Jane Hu Reviews Sianne Ngai's Theory of the Gimmick for Bookforum
Jane Hu looks at poet and literary theorist Sianne Ngai's newest (and long-in-the-making) book, Theory of the Gimmick: Aesthetic Judgement and Capitalist Form (Belknap Press), for Bookforum. Hu first gives some context for Ngai's work, noting Adorno's thought that "true artwork should seek to remain autonomous by rejecting capitalist commodification. If art made us feel anything at all, it should hardly be the trivialized emotions of envy or boredom, anxiety or irritation."
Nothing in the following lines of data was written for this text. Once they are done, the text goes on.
PR #980, opened 2020-03-18
SD card layout: change to recommendation to format

hamishwillee:
As discussed in https://github.com/PX4/Devguide/pull/972#discussion_r393535675, Nuttx will format the SD card if mounting fails. However generally safer just to tell them to do this themselves.

### DIFF
--- a/en/concept/sd_card_layout.md
+++ b/en/concept/sd_card_layout.md
@@ -2,7 +2,7 @@
 
 The PX4 SD Card is used for storing configuration files, flight logs, mission information etc. 
 
-> **Tip** We recommend that you format the SD Card as FAT32 before use.
+> **Tip** We recommend that you format the SD Card as FAT32 before first use with PX4.
 
 The directory structure/layout is shown below.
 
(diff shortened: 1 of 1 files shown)


bkueng:
But this now tells everyone to format, even for brand new cards, which is not required.

hamishwillee:
Hmmm. It's a recommendation, not an instruction. But I get your point.

We could change from

> We recommend that you format the SD Card as FAT32 before first use with PX4.

To

> The SD card should be FAT32 formatted for use with PX4. 

or 

> The SD card should be FAT32 formatted for use with PX4. We recommend you reformat cards that are using a different file system.

If not, what do you suggest?

bkueng:
This:
> The SD card should be FAT32 formatted for use with PX4 (which is the default for SD cards). We recommend you reformat cards that are using a different file system.

?

hamishwillee:
sure: https://github.com/PX4/Devguide/commit/6d602fc02989bc23b04a929e53a5108807ddfb54

PR #986, opened 2020-03-19
param docs: do clean build after adding new parameter file

hamishwillee:
As discussed on slack.

Note, this does not include the other comments around use of .get() and .update() as it isn't clear when you would use them. That discussion continued separately on slack.

### DIFF
--- a/en/advanced/parameters_and_configurations.md
+++ b/en/advanced/parameters_and_configurations.md
@@ -224,6 +224,9 @@ Typically it is stored alongside its associated module.
 
 The build system extracts the metadata (using `make parameters_metadata`) to build the [parameter reference](../advanced/parameter_reference.md) and the parameter information used by ground stations.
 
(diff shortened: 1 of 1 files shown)


en/advanced/parameters_and_configurations.md
```diff
@@ -224,6 +224,9 @@ Typically it is stored alongside its associated module.
 
 The build system extracts the metadata (using `make parameters_metadata`) to build the [parameter reference](../advanced/parameter_reference.md) and the parameter information used by ground stations.
 
+> **Warning** After adding a *new* parameter file you must call `make clean` before building or the new parameters will not be generated (parameter files are added as part of the *cmake* configure step, which only happens for clean builds).
```
bkueng: technically a reconfigure also happens when one of the cmake files change.

bkueng (approved):

en/advanced/parameters_and_configurations.md
hamishwillee: Thanks. I believe this is now clarified. I'm going to merge. If you think this needs further work, please propose a change.

PR #993, opened 2020-03-25
Explain how to define locations in the world file

Jaeyoung-Lim:
This PR explains how to define the location of the world using .world files.

This explains how to use https://github.com/PX4/sitl_gazebo/pull/441


TSC21 (changes requested):
Should it be stated that the LLA can be set by env variables? And if they are set, they take priority over setting coordinates in the `world` file.

en/simulation/gazebo.md
```diff
@@ -258,19 +260,58 @@ The next time you build/restart Gazebo it will use the new GPS noise setting.
...
+## Set World Location {#set_world_location}
+
+By default, a world is loaded at the current vehicle location.
+If using a world that simulates a real location, this can result in a mismatch between what is displayed from the vehicle camera and the what is shown on the ground station map.
+To overcome this problem you can set the location of the world as shown in this section.
+
+> **Note** You can also set a [Custom Takeoff Location](#custom_takeoff_location) that matches the real-world location of the map.
+  However adding the location to the map is easier (and can still be over-ridden if needed).
+
+The location of the world is defined in the **.world** file by specifying the location of the origin using the `spherical_coordinates` tag.
```
hamishwillee, line 228: What is the origin? i.e. it is clear in the general sense how to align the model, but not in the very specifics. I also assume that the orientation of the model will be right?

en/simulation/gazebo.md
```diff
@@ -258,19 +260,58 @@ The next time you build/restart Gazebo it will use the new GPS noise setting.
...
-
 You can also specify the full path to a world to load using the `PX4_SITL_WORLD` environment variable.
 This is useful if testing a new world that is not yet included with PX4.
 
+> **Tip** If the loaded world does not align with the map, you may need to [set the world location](#set_world_location). 
+  
+
+## Set World Location {#set_world_location}
+
+By default, a world is loaded at the current vehicle location.
```
hamishwillee: @Jaeyoung-Lim Is this correct?

My assumption is that what happens is that setting the world causes the world to be loaded in the right place AND sets the vehicle to load at that location. 
So if you set the world AND a different custom takeoff location the world/map are still correctly aligned - just the vehicle may not be near them
(the other possibility is that if you set the different location the vehicle position is set there, and the world loads at that location - which would make less sense).

hamishwillee:
I've re-organised (and made sure that Nuno's comment addressed). Might need further changes based on https://github.com/PX4/Devguide/pull/993#discussion_r398248299

en/simulation/gazebo.md
Jaeyoung-Lim: The origin is (0, 0, 0) of the world - and we can define the gps coordinates(location) of the origin. The orientation of the model doesn't matter, since coordinate in gazebo is ENU(East North Up)

en/simulation/gazebo.md
Jaeyoung-Lim: The vehicle always get spawned at the origin and the world just defines where the origin lies on gps coordinates.

Jaeyoung-Lim:
@hamishwillee Should I move the changes to the new section? or does this live here and more information lives in the new page?

hamishwillee:
> Should I move the changes to the new section? or does this live here and more information lives in the new page?

By "new section" you mean the worlds doc? No. My thinking is that the world doc is at this point just an image repository - interesting, but you don't "need" it. All key info goes in this page.

That will change if we get lots of info that is very specific to worlds. But we're not there yet.

en/simulation/gazebo.md
hamishwillee: @Jaeyoung-Lim I think that you're saying the vehicle always gets spawned at the origin of the world, and by setting the GPS co-ordinates **in the** world you're making that origin be at a certain GPS co-ordinate - right?

And by setting the position "manually" (using the env variables) you're doing the same thing? I.e. you're not saying "the vehicle is at GPS x, y, z. You're saying "set the origin of the world to position X, Y, Z, and the vehicle will appear there?" Is that correct?

en/simulation/gazebo.md
hamishwillee: OK. See my other clarification. I'm pretty sure I got it - just want to be sure: https://github.com/PX4/Devguide/pull/993/files#r399863369

hamishwillee:
Thanks @Jaeyoung-Lim , 
I've clarified "locations in the world file" and merged :-)

PR #996, opened 2020-03-27
Computer vision: Cross link to PX4 Vision Kit

hamishwillee:
@Jaeyoung-Lim @jinger26 This is cross link to the vision kit. I'll also add it to the path-planning doc.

Yet: "Ngai’s scholarship opens a new way of thinking. Rather than separate art from commodity, she views the two as nearly interchangeable." More:
…Theory of the Gimmick is closer to a collection of essays than a cumulative argument. Its chapters provide a looser, more uneven—even syncopated—pattern; its broader takeaway is less intuitive. As it draws a miscellany of objects into its orbit, Ngai’s book feels at times almost gimmicky. This is a reaction she anticipates: The gimmick’s “sheer stupidity,” she warns in her introduction, places anyone daring to “analyze it at a comical disadvantage.” Yet it is undeniable that part of what makes Ngai’s analyses of aesthetic categories so appealing—so appealing as to even appear to raise the esteem of the object under analysis—is simply her capacity to speak about them brilliantly.
Ngai’s readings regularly counterpose high culture with low, avant-garde poetry with reality television, philosophy with social media. And fair enough: when capitalism has subsumed everyday life, all art is a commodity and all commodities elicit aesthetic judgments. In a book that explicitly theorizes a degraded form, it might surprise readers that more chapters are devoted to high art than not.…
Continue reading at Bookforum.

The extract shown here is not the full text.